American Revolutionary: The Evolution of Grace Lee Boggs

image via CAAMFest.com

This Sunday it will be my great privilege to co-interview one of the legendary role models of our times – for movement activists, for Americans, for human beings who simply want to be better – 98 year-old organizer and visionary Grace Lee Boggs.

I’m not sure the exact time I first read Grace’s writings, heard her speak, or learned of her work but I do know that I continue to return to her words and actions, time and again, for inspiration, guidance, and strength.

There are so few people who have participated in what she calls the “great humanizing movements of the past seventy years – the labor, civil rights, Black Power, women’s, Asian American, environmental justice, and antiwar movements” and yet emerge with renewed capacity to critique with fierce compassion that which remains to be done and that which needs to be completely reinvented.

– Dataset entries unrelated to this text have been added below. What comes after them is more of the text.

PR #3817, opened 2024-12-18
evm: verkle testing extraction

gabrocheleau:
This PR extracts some verkle work from #3716 so that the other PR can remain scoped on running verkle tests.

### DIFF
--- a/packages/evm/src/params.ts
+++ b/packages/evm/src/params.ts
@@ -272,7 +272,7 @@ export const paramsEVM: ParamsDict = {
    */
   2935: {
     // evm
-    historyStorageAddress: '0xfffffffffffffffffffffffffffffffffffffffe', // The address where the historical blockhashes are stored
+    historyStorageAddress: '0x0aae40965e6800cd9b1f4b05ff21581047e3f91e', // The address where the historical blockhashes are stored
     historyServeWindow: 8192, // The amount of blocks to be served by the historical blockhash contract
     systemAddress: '0xfffffffffffffffffffffffffffffffffffffffe', // The system address
   },
--- a/packages/evm/src/params.ts
+++ b/packages/evm/src/params.ts
@@ -272,8 +272,9 @@ export const paramsEVM: ParamsDict = {
    */
   2935: {
     // evm
-    historyStorageAddress: '0x0aae40965e6800cd9b1f4b05ff21581047e3f91e', // The address where the historical blockhashes are stored
+    historyStorageAddress: '0xfffffffffffffffffffffffffffffffffffffffe', // The address where the historical blockhashes are stored
     historyServeWindow: 8192, // The amount of blocks to be served by the historical blockhash contract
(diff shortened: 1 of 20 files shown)


packages/evm/src/params.ts
```diff
@@ -272,8 +272,9 @@ export const paramsEVM: ParamsDict = {
    */
   2935: {
     // evm
-    historyStorageAddress: '0x0aae40965e6800cd9b1f4b05ff21581047e3f91e', // The address where the historical blockhashes are stored
+    historyStorageAddress: '0xfffffffffffffffffffffffffffffffffffffffe', // The address where the historical blockhashes are stored
     historyServeWindow: 8192, // The amount of blocks to be served by the historical blockhash contract
+    systemAddress: '0xfffffffffffffffffffffffffffffffffffffffe', // The system address
```
acolytec3, line 277: Do we need to have both of these parameters since they are identical?

packages/statemanager/src/statefulVerkleStateManager.ts
```diff
@@ -677,6 +680,7 @@ export class StatefulVerkleStateManager implements StateManagerInterface {
         canonicalValue = ZEROVALUE
       }
 
+      this._debug(`computed ${computedValue} canonical ${canonicalValue}`)
```
acolytec3, line 683:
```suggestion
```

I think this is an extra leftover debug log from work I was doing with the access witness cache.

packages/vm/src/params.ts
```diff
@@ -67,10 +68,8 @@ export const paramsVM: ParamsDict = {
    * Ethereum state using a unified verkle tree (experimental)
    */
   6800: {
-    // kaustinen 6 current uses this address, however this will be updated to correct address
-    // in next iteration
     // config
-    historyStorageAddress: '0xfffffffffffffffffffffffffffffffffffffffe', // The address where the historical blockhashes are stored
+    historyStorageAddress: '0x0aae40965e6800cd9b1f4b05ff21581047e3f91e', // The address where the historical blockhashes are stored
```
acolytec3, line 72: Why doesn't this match the EIP 2935 address?

acolytec3 (changes requested):
Few questions/clean up items we should address before merging.

packages/evm/src/params.ts
gabrocheleau: I will admit that I've been a bit confused with regards to those two addresses. I've played around when troubleshooting so this is a remnant of that. I've adjusted it so that it matches the EIP: https://eips.ethereum.org/EIPS/eip-2935

packages/vm/src/params.ts
gabrocheleau: Left is as is but adjusted the eip 2935 one from evm

acolytec3 (approved):
LGTM

gabrocheleau:
> LGTM

Ty! It seems like the PR wasn't approved, can you re-approve? thanks!

acolytec3 (approved):

PR #3819, opened 2024-12-19
chore: fix 404 status URL

goodfirm:
The link has expired, replace it with the latest address


acolytec3:
We don't accept typo PRs.

PR #3827, opened 2024-12-22
Implement EIP-4803 (Limit Tx Gas)

### LINKED ISSUE #3825: Implement EIP-4803
This was raised as a note in the most recent ACDE-E call that all clients should implement [EIP-4803](https://eips.ethereum.org/EIPS/eip-4803) which limits a transaction's gas limit to 2^63-1.  We haven't actually implemented this yet so should go ahead and add it to our transaction classes.  It's purely theoretical since this gas limit exceeds the max gas per block anyway but we should still do it to be spec compliant.  I'm sure some EEST test will come along and find us out otherwise.

jochem-brouwer:
Closes https://github.com/ethereumjs/ethereumjs-monorepo/issues/3825


jochem-brouwer:
Running all hardforks because I think `ethereum/tests` might not have implemented this (and instead checked original limit of `2^64-1`)

jochem-brouwer:
Ok, this is not supported by `ethereum/tests` but rather in the TransactionTests, see: 

https://github.com/ethereumjs/ethereumjs-monorepo/actions/runs/12450447293/job/34757292887?pr=3827

Errors for instance:

```
     → RLP is valid, but decoding failed
   × TransactionWithHighGasLimit64Minus1 > TransactionWithHighGasLimit64Minus1 [shanghai]
```

gabrocheleau:
Wondering if this could get finalized/merged @jochem-brouwer ?

PR #3830, opened 2025-01-07
evm: simplify verkle access witness methods

gabrocheleau:
This PR aims to simplify the verkle access witness method interface by focusing on the actual explicit actions (read/writing different parts of an account) rather than abstract methods (like "create a contract"). This ends up with DRY-er code and makes it eaiser to parse what is going on.


acolytec3 (approved):
Feels like a huge improvement to me.

PR #540, opened 2024-07-09
feat: support asdf plugins through a proto WASM plugin

### LINKED ISSUE #539: Support asdf plugins through a proto WASM plugin
There has been multiple requests now to support (piggy-back) off of [asdf](https://asdf-vm.com/), since it has a ton of plugins and support for many tools. Unfortunately, building this into proto core simply isn't feasible without rewriting it from scratch, and at that point, it's really not worth it. The other issue is that asdf is Unix only, so that means no Windows support.

However! I had a thought the other day, why not support _every asdf plugin_ through a single proto WASM plugin, similar to how our TOML plugins work (they are WASM under the hood). For example, say you wanted to use the [scala](https://github.com/asdf-vm/asdf-plugins/blob/master/plugins/scala) asdf plugin, it may look something like the following in proto:

```toml
# .prototools
scala = "latest"

[plugins]
scala = "https://path/to/asdf/plugin.wasm"
```

Easy right? But what if the proto identifier doesn't match up with the asdf plugin name? Well, just override it with configuration. For example, using the [nodejs](https://github.com/asdf-vm/asdf-plugins/blob/master/plugins/nodejs) asdf plugin.

```toml
# .prototools
node = "latest"

[plugins]
node = "https://path/to/asdf/plugin.wasm"

[tools.node]
asdf-plugin = "nodejs"
```

We can also take this further by supporting the git repository directly.

```toml
# .prototools
[tools.node]
asdf-repository = "https://github.com/asdf-vm/asdf-nodejs.git"
```

## Caveats

With all this being said, I have _no idea_ if this will actually work, or if the asdf plugin APIs will match up to the proto plugin APIs. It's definitely something that needs to be prototyped to ensure it's feasible.

## Requirements

- Plugin should be written in Rust and use our APIs/PDKs:
  - https://moonrepo.dev/docs/guides/wasm-plugins
  - https://moonrepo.dev/docs/proto/wasm-plugin
- PRs submitted to https://github.com/moonrepo/asdf-plugin
- Does _not_ need to support Windows
- Must work _without_ asdf existing in the environment
- Should ideally support all asdf plugins
- Should detect versions from `.tool-versions` - https://asdf-vm.com/manage/configuration.html#tool-versions
- Should support `ASDF_*` env vars - https://asdf-vm.com/plugins/create.html#environment-variables-overview

## Implementation

How this is implemented may require a lot of discussion, which can be had on Discord. 

With that said, we can outline a few things:

- How we download/install asdf plugins should probably mirror what asdf itself does.
  - Stored at `~/.asdf` - https://asdf-vm.com/manage/configuration.html#asdf-data-dir
- API reference - https://asdf-vm.com/plugins/create.html#required-scripts

varshith257:
Fixes #539 
/claim #539


crates/asdf-plugin/src/lib.rs
```diff
@@ -0,0 +1,221 @@
...
+// unpack_archive: Unpacks downloaded archives based on their file extension.
+#[plugin_fn]
+pub fn unpack_archive(Json(input): Json<UnpackArchiveInput>) -> FnResult<()> {
+    let input_file = input.input_file;
+    let output_dir = input.output_dir;
+
+    // Need to ensure file type and unpack accordingly
+    if input_file.ends_with(".tar.xz") {
+        //TODO: Implement the untar and unzip moments
+        // untar(input_file, output_dir)?;
```
varshith257, line 175: Is this untar and unzip could be custom implemented or any suggested crates for it?

crates/asdf-plugin/src/lib.rs
```diff
@@ -0,0 +1,221 @@
...
+    }
+
+    Ok(())
+}
+
+// detect_version_files: Specifies which files to check for version information.
+#[plugin_fn]
+pub fn detect_version_files(_: ()) -> FnResult<Json<DetectVersionOutput>> {
+    let asdf_plugin = AsdfPlugin {
+        tool: Tool::default(),
```
varshith257, line 191: There is no default method for initializing an instance of AsdfPlugin with a default instance of Tool. Can it be implemented in Tool impl?

crates/asdf-plugin/src/lib.rs
```diff
@@ -0,0 +1,221 @@
...
+        std::process::Command::new("git")
+            .arg("clone")
+            .arg(repository)
+            .arg(&plugin_dir)
+            .output()
+            .expect("Failed to clone asdf plugin");
+    }
+
+    pub fn pre_install(&self, mut input: InstallHook) {
+        let config: AsdfConfig = self.tool.config();
```
varshith257, line 119: I had confusion here about referencing config. Any guidance on this?

varshith257 (commented):
@milesj I have referenced above with my doubts. PTAL
( I have kept them as default values to better know their functionality there)

milesj:
@varshith257 Plugins don't belong in this repo, so it should probably be its own repo? I'm not sure how bounties work in that case.

crates/asdf-plugin/src/lib.rs
milesj: Use https://docs.rs/proto_pdk/latest/proto_pdk/fn.get_tool_config.html

varshith257:
@milesj We can implement it and reference this issue there and if a PR merged there it will automatically considered for claim and another approach is to maybe we can update our readme or docs right in that PR you can tip it .

varshith257:
Moving this work to the new repo as we discussed

Issue #711, opened 2025-02-05
Feature: New version tokens for TOML, JSON, and YAML plugins


tom-fletcher:
## Issue

Follow on from #710.

This relates only to TOML, JSON, and YAML plugins.

Some tools have non-standard versioning. For example, the `backend-convex` package releases daily builds tagged in the format:

```
precompiled-2025-02-04-7d6e1db
```

This can be resolved using the `resolve.version-pattern`:

```toml
[resolve]
git-url = "https://github.com/get-convex/convex-backend"
version-pattern = "^precompiled-(?<major>\\d{4})-(?<minor>\\d{2})-(?<patch>\\d{2})-(?<pre>[a-f0-9]+)$"
```

Which then allows the user to pin the version in their `.prototools` file as if it were `semver`:

```
convex-backend = "2025.02.04-7d6e1db"
```

_Note that calver isn't used here, due to the limitations discussed in #710 i.e. if `pre` starts with a number then calver can't validate the version_

All of this works fine, until the `download-url` is composed. This must be in the format:

```
https://github.com/get-convex/convex-backend/releases/download/precompiled-2025-02-04-7d6e1db/{download_file}"
```

However, `proto` doesn't currently provide granularity in the tokens to format this. The closest we can currently get is using `{version}`, which only allows us to create an invalid link as follows:

```
https://github.com/get-convex/convex-backend/releases/download/precompiled-2025.02.04-7d6e1db/{download_file}
```

## Solution

Adding additional version tokens allows the `download-link` to be composed more granularly. With `{versionMinor}` and `{versionPatch}`, this could be composed as follows:

```toml
[install]
download-url = "https://github.com/get-convex/convex-backend/releases/download/precompiled-{versionMajor}-{versionMinor}-{versionPatch}-{versionPrerelease}/{download_file}"
```

The `{versionMajorMinor}` and `{versionYearMonth}` tokens can also be deprecated at this stage, as if the user needs these, they can build these manually i.e. `{versionMajor}.{versionMonth}`.

## Pull requests

This requires changes (in the following order) to the [moonrepo/plugins](https://github.com/moonrepo/plugins), [moonrepo/proto](https://github.com/moonrepo/proto), and [moonrepo/moon](https://github.com/moonrepo/moon) repositories to update the `schema_tool`, version of `schema_tool` used by `proto`, and the website.

PRs are incoming, and will be linked to this issue shortly for tracking. 😄

tom-fletcher:
[...]

PR #712, opened 2025-02-05
deps: Update schema tool version

tom-fletcher:
See moonrepo/proto#711

This is dependant on moonrepo/plugins#34 first being released, and assumes the released version of `schema_tool` is `0.16.4`. If this changes, this PR also needs updated.

*I have assumed this will be released as 0.45.2 when bumping the version - if not then this will affect moonrepo/moon#1820*


milesj:
Ty!

PR #737, opened 2025-03-03
fix: use GitHub Releases API instead of raw version file

liby:
This change makes the version check more reliable by ensuring we only get versions that have complete release artifacts available. This prevents users from attempting to upgrade to versions where the binaries are not yet published.

### DIFF
--- a/crates/cli/src/helpers.rs
+++ b/crates/cli/src/helpers.rs
@@ -2,6 +2,7 @@ use miette::IntoDiagnostic;
 use semver::Version;
 use starbase_console::ui::{ConsoleTheme, Style, style_to_color};
 use starbase_styles::color;
+use starbase_utils::json::JsonValue;
 use tracing::debug;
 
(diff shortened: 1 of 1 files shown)


milesj:
The failing tests are interesting. I'm guessing the json decode is failing? Is the endpoint returning non-json by chance?

liby:
> The failing tests are interesting. I'm guessing the json decode is failing? Is the endpoint returning non-json by chance?

Yes, the issue was with missing User-Agent header. [GitHub API requires it](https://docs.github.com/en/rest/using-the-rest-api/getting-started-with-the-rest-api?apiVersion=2022-11-28#headers:~:text=Requests%20with%20no%20User%2DAgent%20header%20will%20be%20rejected), otherwise returns a 403 error instead of JSON. Adding the header fixed it.

milesj:
Thanks!

Issue #785, opened 2025-05-22
Prevent shims from blocking native binaries


RobertVillalba:
I have a repo where multiple teams are working together. One of the teams natively works in Golang and I happen to need to install go in order to build a binary as part of my project. I want to use proto to install and run go on my end but this means that a shim is created and once folks are outside of my folder it messes with their environment (even for myself). 

```
Error: proto::detect::failed

  × Failed to detect an applicable version to run Go with. Try pinning a version with proto pin or explicitly
  │ passing the version as an argument or environment variable.
  help: Has the tool been installed?
```

The issue is that my folder has go pinned in the `.prototools` file. When they exit the folder, the call to go hits the shim, doesn't see a pinned go version and returns that error. It would be great if the shim could see that there is no pinned version and fallback to calling the binary that would have been called if proto was not in the path. 

An alternative would be to force every team to only install using proto, but that does not seem viable or correct. We could use `activate` or something similar, but this would be a less ideal workflow and maybe still runs into similar issues?

I've seem slightly related mentions in a few places like here https://github.com/moonrepo/proto/issues/739#issuecomment-2704316632

Really loving the tool and the whole concept behind it. I'm trying to find ways to integrate it into our own workflow while not disrupting others and possibly introducing it to other teams as we move forward.

RobertVillalba:
I think the issue is that the `locate_tool` function finds go as a built in plugin and so it doesn't flag it as an unknown tool. I'm trying to add a check to ignore the built in tools if we are running from within a shim since I think this might be a corner case where we wouldn't be trying to auto install or anything like that. I don't know what all the possible scenarios might be though.

RobertVillalba:
@milesj I've updated the PR. I don't think I understood the structure enough the first go round. If you could please rerun the CI tests and see if the proposed solution seems acceptable to you.

RobertVillalba:
Perfect thank you!

PR #788, opened 2025-05-23
fix: run_global_tool

RobertVillalba:
Addresses issue in: https://github.com/moonrepo/proto/issues/785

It seems that `run_global_tool` was not correctly catching the case a left over shim from some project was present, but there was no globally pinned version. When the user attempted to run the native binary proto would automatically detect that the plugin was one of the built in ones and run through the regular process likely to provide the auto install option. I updated `locate_tool` to ignore the built-in plugins check if it detects that it is running from a shim since a shim should imply that the user should have a pinned version in one of the config files.

### DIFF
--- a/crates/cli/src/commands/run.rs
+++ b/crates/cli/src/commands/run.rs
@@ -3,6 +3,7 @@ use crate::error::ProtoCliError;
 use crate::session::ProtoSession;
 use clap::Args;
 use miette::IntoDiagnostic;
+use proto_core::flow::detect::ProtoDetectError;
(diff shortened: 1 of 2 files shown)


RobertVillalba:
I've pushed the test fixes as well now.

milesj:
Yeah these changes make sense. Let's see what the tests say.

milesj:
Awesome stuff. I'll try and get around to testing this today.

milesj:
Sorry just been busy. Will have it out today or this weekend.

RobertVillalba:
> Sorry just been busy. Will have it out today or this weekend.

Absolutely understandable thank you for looking into it!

After nearly a century, Grace continues to learn with and engage us in dialogue that calls us to be bold with our moral imagination, and to connect the entirety of our lives.

The new film AMERICAN REVOLUTIONARY: THE EVOLUTION OF GRACE LEE BOGGS documents her life and will be screened this Sunday in San Francisco as the centerpiece presentation of CAAMFest.

Immediately afterwards, I’ll have the opportunity to help lead the question and answer session with Grace and the filmmakers. If you can come, you really should.

Because if being radical means constantly seeking the root cause of the matter, and if being revolutionary means demanding a full circle of change, then Grace Lee Boggs can show us how to be both.

Vincent Pan is executive director of Chinese for Affirmative Action, a community-based civil rights organization in San Francisco.